If n is not zero, it is hopefully positive—we should technically check this. In this case, we map an anonymous function over the list of characters '(#\0 #\1). #\x is how we write an individual character x in Scheme. In other words, that's the same as 'x' in most other languages. For each character c in this list, the anonymous function starts by calling (lexy (- n 1) yield), where yield is a continuation created using call/cc to yield values back to the current invocation of lexy. The logic now is essentially the same as for the main loop, only now we don't print values, but we yield values back to the caller of the current invocation of lexy. Specifically, for every list xs yielded by (lexy (- n 1) yield)—that's the car component of result—we prepend c to this list using (cons c (car result)), and then we yield this list back to the caller.

An interesting point is that the continuation we pass to the caller to resume the iteration is not a continuation to resume the current invocation of lexy directly but simply the continuation returned by (lexy (- n 1) yield). This makes our Scheme code behave slightly differently from the Python code, even though the result is the same. Remember that at a time when we had four suspended invocations of lexy in Python, we resumed them one at a time "from the outside in" and then suspended them again "from the inside out". Since (lexy n yield) simply yields the continuation returned by (lexy (- n 1) yield), what the outer loop that prints the strings receives is the continuation to directly resume the innermost invocation (lexy 0 yield). By invoking this continuation, we jump directly into this innermost invocation of lexy without threading our way through (lexy 3 yield), (lexy 2 yield), and (lexy 1 yield). (lexy 0 yield) then returns, and this makes (lexy 1 yield) make a new call to (lexy 0 yield). This creates a new continuation to resume this new call of (lexy 0 yield), which gets yielded back to (lexy 1 yield), which yields this back to (lexy 2 yield), which yields this back to (lexy 3 yield), which yields this back to the print loop. Thus, by resuming (lexy 0 yield), we end up making all the other invocations of lexy resume their computations as well, due to the way the different continuations are connected in this program.

In Haskell, we can do all this without using continuations, as we discuss below. In Python or Scheme, we really need coroutines or continuations to do this. If we don't use coroutines or continuations, we have two options: We can easily generate the entire list of strings and then iterate over it. But that does not meet our requirement that the strings should be generated one string at a time. Storing all strings at once uses too much space. The other option would be to implement an iterator object in the same way that a C++ or Java programmer would solve this problem, who don't have coroutines or continuations at their disposal. Implementing such an iterator object is somewhat painful because what this object has to represent is the position where we are in iterating over the characters in each of the string positions. In Python, each suspended coroutine tracks the state of each character, and it does so simply by means of its suspended for-loop. No manual bookkeeping is required. Admittedly, this example isn't too bad even in Java or C++ if you ignore the excessive amount of boilerplate code required to implement an iterator, especially in C++. However, for more complex nested iterations, things become more tedious quickly.

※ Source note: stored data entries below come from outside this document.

PR #1756, opened 2023-08-18
refactor(protocol): Remove old network protocol messages

juslesan:
## Summary

Removed old network layer messages from protocol

PR #1761, opened 2023-08-18
refactor: remove unneeded code from protocol

harbu:
## Summary
Continuing from Santeri's work here https://github.com/streamr-dev/network/pull/1756 remove some more unneeded stuff from protocol package.

*Note*: broker plugins no longer support version parameter for outputting raw stream messages.


packages/protocol/src/protocol/message_layer/StreamMessage.ts
```diff
@@ -1,18 +1,16 @@
...
 import MessageRef from './MessageRef'
 import MessageID from './MessageID'
 import EncryptedGroupKey from './EncryptedGroupKey'
-import { Serializer } from '../../Serializer'
 import { StreamID } from '../../utils/StreamID'
 import { StreamPartID } from '../../utils/StreamPartID'
 import { EthereumAddress } from '@streamr/utils'
+import { fromArray, toArray } from './streamMessageSerialization'
 
-const serializerByVersion: Record<string, Serializer<StreamMessage>> = {}
```
teogeb, line 15: Maybe now we could have only one place where the version number `32` is defined.

E.g. static LATEST_VERSION = 32 at line 54 and use that static variable in `streamMessageSerialization.ts#8` and `streamMessageSerialization.test.ts#11`. Or alternatively we could hide the static version number field from public API?

teogeb (approved):

packages/protocol/src/protocol/message_layer/StreamMessage.ts
harbu: Feel free to add commit with this change

PR #1773, opened 2023-08-23
NET-1000: InspectRandomNodeService

harbu:
## Summary

Implement `InspectRandomNodeService` which on an interval selects a random operator's node for inspection. The random operator is picked from the set of sponsorships being worked on by "my" operator's node.

Full description of service is in the working document.

- Creating the service (and starting it) is commented out in `OperatorPlugin`. It will be a lot of code re-organization to get it properly initialized so I think that is better served by a 2nd PR after this one. 
- There are some rare edge cases that could use unit tests (notice the leftover TODO for this)
- Can we do the `operatorCount >= 2` filtering already in GraphQL side (minor optimization)? 
- We will need to extract part of the inspection logic for `VoteOnSuspectNodeService` later (see NET-1059)
- Break up `InspectRandomNodeService` functions into their own files?


packages/broker/src/helpers/weightedSample.ts
```diff
@@ -0,0 +1,31 @@
...
+ * @returns The sampled item, or undefined if the array is empty
+ *
+ */
+export function weightedSample<T>(items: T[], weight: (t: T) => number, sampleFn = random): T | undefined {
+    if (items.length === 0) {
+        return undefined
+    }
+
+    const cumulativeWeights = [weight(items[0])]
+    for (let i = 1; i < items.length; ++i) {
```
teogeb, line 19: Are the some benefits to use `++i` instead of `i++`?

packages/broker/src/plugins/operator/InspectRandomNodeService.ts
```diff
@@ -1,15 +1,211 @@
...
+
+export async function findTarget(
+    myOperatorContractAddress: EthereumAddress,
+    helper: InspectRandomNodeHelper,
+    loadBalancer: StreamAssignmentLoadBalancer
+): Promise<Target | undefined> {
+    // choose sponsorship
+    const sponsorships = await helper.getSponsorshipsOfOperator(myOperatorContractAddress)
+    const suitableSponsorships = sponsorships
+        .filter(({ operatorCount }) => operatorCount >= 2)  // TODO: could this filtering be done in the graphql query?
```
teogeb: add a comment why this filter: because we don't want sponsorships where this operator is the only operator

packages/broker/src/plugins/operator/InspectRandomNodeService.ts
```diff
@@ -1,15 +1,211 @@
...
+        targetOperator: target.operatorAddress,
+        maxWait
+    })
+    const targetOperatorFleetState = new OperatorFleetState(
+        streamrClient,
+        toStreamID('/operator/coordination', target.operatorAddress)
+    )
+    try {
+        await targetOperatorFleetState.start()
+        await Promise.race([
```
teogeb, line 103: use `withTimeout` from utils package

packages/broker/src/plugins/operator/InspectRandomNodeService.ts
```diff
@@ -1,15 +1,211 @@
...
+        )
+
+        logger.info('Inspecting nodes of operator', {
+            targetOperator: target.operatorAddress,
+            targetStreamPart: target.streamPart,
+            targetNodes: targetPeerDescriptors.map(({ id }) => id),
+            targetSponsorship: target.sponsorshipAddress
+        })
+
+        for (const descriptor of targetPeerDescriptors) {
```
teogeb, line 207: In which order the nodes are in this array? E.g. in the order which the heartbeat were received? If that's the case, should we randomize the order?

packages/broker/src/plugins/operator/StreamAssignmentLoadBalancer.ts
```diff
@@ -44,6 +44,25 @@ export class StreamAssignmentLoadBalancer extends EventEmitter3<StreamAssignment
...
+
+    getPartitionsOfStreamAssignedToMe(streamId: StreamID): StreamPartID[] {
+        const streamParts: StreamPartID[] = []
+        for (const streamPart of this.myStreamParts.keys()) {
+            if (StreamPartIDUtils.getStreamID(streamPart) === streamId) {
+                streamParts.push(streamPart)
+            }
+        }
+        return streamParts
+    }
```
teogeb:
```suggestion
    isAnyPartitionOfStreamAssignedToMe(streamId: StreamID): boolean {
        return Array.from(this.myStreamParts.keys()).some((streamPart) => {
            return (StreamPartIDUtils.getStreamID(streamPart) === streamId)
        })
    }

    getPartitionsOfStreamAssignedToMe(streamId: StreamID): StreamPartID[] {
        return Array.from(this.myStreamParts.keys()).filter((streamPart) => {
            return (StreamPartIDUtils.getStreamID(streamPart) === streamId)
        })
    }
```

packages/broker/test/unit/plugins/operator/InspectRandomNodeService.test.ts
```diff
@@ -0,0 +1,281 @@
...
+import { EthereumAddress, wait, waitForCondition } from '@streamr/utils'
+import { MessageListener, NetworkPeerDescriptor, StreamrClient, Subscription } from 'streamr-client'
+import { createHeartbeatMessage } from '../../../../src/plugins/operator/heartbeatUtils'
+
+const MY_OPERATOR_ADDRESS = randomEthereumAddress()
+const OTHER_OPERATOR_ADDRESS = randomEthereumAddress()
+const SPONSORSHIP_ADDRESS = randomEthereumAddress()
+const STREAM_ID = toStreamID('streamId')
+
+describe(findTarget, () => {
```
teogeb, line 23: Add test case where this operator is the only operator

packages/broker/test/unit/plugins/operator/InspectRandomNodeService.test.ts
```diff
@@ -0,0 +1,281 @@
...
+            streamPart: expect.stringMatching(/^streamId#\d$/)
+        })
+    })
+
+    // TODO: few edge-cases where state changes during asynchronicity
+})
+
+const PEER_DESCRIPTOR_ONE = { id: 'node-1' }
+const PEER_DESCRIPTOR_TWO = { id: 'node-2' }
+const PEER_DESCRIPTOR_THREE = { id: 'node-3' }
```
teogeb: Not relevant in this test, but maybe peer descriptors could be hex values: easier to see that these values are node ids

```suggestion
const PEER_DESCRIPTOR_ONE = { id: '0x1111' }
const PEER_DESCRIPTOR_TWO = { id: '0x2222' }
const PEER_DESCRIPTOR_THREE = { id: '0x3333' }
```

packages/broker/src/plugins/operator/InspectRandomNodeService.ts
harbu: `withTimeout` throws on timeout so didn't use that here

packages/broker/src/plugins/operator/InspectRandomNodeService.ts
harbu: Maybe randomization would be good here.

(We could also consider sorting the array by latest heartbeat, i.e., the node with the latest heartbeat is most likely alive, but this would open a door to "game" the order.)

packages/broker/src/plugins/operator/StreamAssignmentLoadBalancer.ts
harbu: I will do this methods but in a bit of a different way.

I will add a general accessor to StreamAssignmentLoadBalancer for getting stream parts `getMyStreamParts(): StreamPartID[]` and then implement these methods as helper functions since we noticed code duplication in tests.

packages/broker/test/unit/plugins/operator/InspectRandomNodeService.test.ts
harbu: renamed test

packages/broker/test/unit/plugins/operator/InspectRandomNodeService.test.ts
harbu: fixed

teogeb (approved):

PR #1777, opened 2023-08-24
ci: remove release script

teogeb:
Remove `release.yml` which currently doesn't have any jobs. GitHub actions sends us notification mail about the empty file, and removing the file resolves that issue.


harbu:
Or should we just fix it for 1.0 era?

harbu:
Implement NET-1058 instead

PR #1778, opened 2023-08-24
chore: consistent nodeId hex-format

harbu:
## Summary

NodeId is now always represented in the same Hex format be it from `getNodeId()` or `getPeerDescriptor()`.

## Notable details
- Entrypoint node id (in broker tests) is `eeeeeeeeee`
- Broker ids (in client tests) are `b1`, `b2`, and `b3`
- Production entrypoint does not yet exist, use `aaaaaaaaaa` as placeholder for the time being


packages/client/src/utils/utils.ts
```diff
@@ -131,7 +131,7 @@ export function convertPeerDescriptorToNetworkPeerDescriptor(descriptor: PeerDes
     }
     return {
         ...omit(descriptor, 'kademliaId'),
-        id: PeerID.fromValue(descriptor.kademliaId).toString(),
+        id: PeerID.fromValue(descriptor.kademliaId).toKey(),
```
teogeb: The original implementation which called `toString` _should_ be the correct one. When we want to get the string representation of a `PeerID` and there is an implemented method `PeerID#toString`, it make a lot of sense to use that method.

I'd suggest that we correct the `PeerID` class to work correctly. (Maybe the class doesn't even need two representations of the data, i.e. we could remove `PeerIDKey`?)

packages/client/test/end-to-end/StreamrClient.test.ts
```diff
@@ -20,11 +18,11 @@ describe('StreamrClient', () => {
     })
 
     it('getPeerDescriptor', async () => {
-        await client.subscribe('foobar')
         const descriptor = await client.getPeerDescriptor()
         expect(descriptor).toMatchObject({
-            id: expect.stringMatching(UUID_REGEX),
+            id: expect.toBeString(),
```
teogeb, line 23: This checks the implementation detail of `PeerID`. Maybe any string is a valid `NetworkPeerDescriptor#id` value, as there is no specific format that the data is? (It it is maybe just semi-random bytes)

teogeb (changes requested):

packages/client/test/end-to-end/StreamrClient.test.ts
harbu: It used to check the implementation detail (i.e. that it is an UUID). Now it just checks that it is any string, which is less of an implementation detail?

> as there is no specific format that the data is?

Maybe there is or isn't. But it isn't a concern of the client or the end-user. For them it's just a string that represents a network node id.

packages/client/src/utils/utils.ts
harbu: Thoughts on this @juslesan 

Also is there a reason we need two different string representations?

juslesan: The key representation is absolutely there intentionally. For example the keys are used in map structures as the UTF8 string outputs have a danger colliding in cases where PeerIDs are generated from anything other than a string.

The safest way to ensure uniqueness of the PeerIDs is to use them as keys. If anything the toString representation should be removed, although it can be a useful tool in development

juslesan:
To make the use of hex representation in the NetworkPeerDescriptors consistent, the configuration of entry points and explicit PeerDescriptors in the client should also start using hex as the id field.

packages/client/src/utils/utils.ts
harbu: So If I understood correctly @juslesan :
- toKey() returns a unique identifier
- toString() returns a human-readable identifier that is _usually_ unique but has the possibility of conflict?

The primary use of `toString` is for development logs etc.? Whilst `toKey()` should be used as the true identifier.

teogeb: If possible it would be best to have only one string representation. E.g. if we see from a log that we receive a message from peer `foo` (`peerId.toString()`), but from a debugger we see that a message is in a map with key `bar` (`peerId.toKey()`), it is very misleading and slows down our debugging etc.

teogeb: As we landed some recent PR's to `streamr-1.0`, it is now trivial to convert between `kademliaId` and `NetworkPeerDescriptor#id`.

The `id` field is always a hex string of the node id bytes. The `kademliaId` has the same bytes in `Uint8Array`. Therefore the correct way convert between the data types is to use `binaryToHex` and `hexToBinary` utility functions from `@streamr/utils` package.

packages/broker/bin/entry-point.ts
```diff
@@ -1,9 +1,9 @@
 #!/usr/bin/env node
-import { DhtNode, NodeType, PeerID } from '@streamr/dht'
+import { DhtNode, NodeType, PeerID, PeerIDKey } from '@streamr/dht'
 
 const main = async () => {
     const peerDescriptor = {
-        kademliaId: PeerID.fromString('entrypoint').value,
+        kademliaId: PeerID.fromKey('eeeeeeeeee' as PeerIDKey).value,
```
teogeb: All conversions can use `hexToBinary` and `binaryToHex` instead of `PeerID` methods

```suggestion
        kademliaId: hexToBinary('eeeeeeeeee')
```

harbu: So should we use that conversion here?

teogeb (approved):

The reason why we can get away without coroutines or continuations in Haskell is that if we do generate the entire list in one go, the list elements are still generated one element at a time, thanks to Haskell's lazy evaluation. Here's lexy in Haskell:

lexy :: Int -> [String]
lexy 0 = [""]
lexy n = "" : concatMap (\x -> map (x :) (lexy (n - 1))) "01"

GHCi

>>> :{
  | lexy 0 = [""]
  | lexy n = "" : concatMap (\x -> map (x :) (lexy (n - 1))) "01"
  | :}
>>> mapM_ putStrLn (lexy 3)

0
00
000
001
01
010
011
1
10
100
101
11
110
111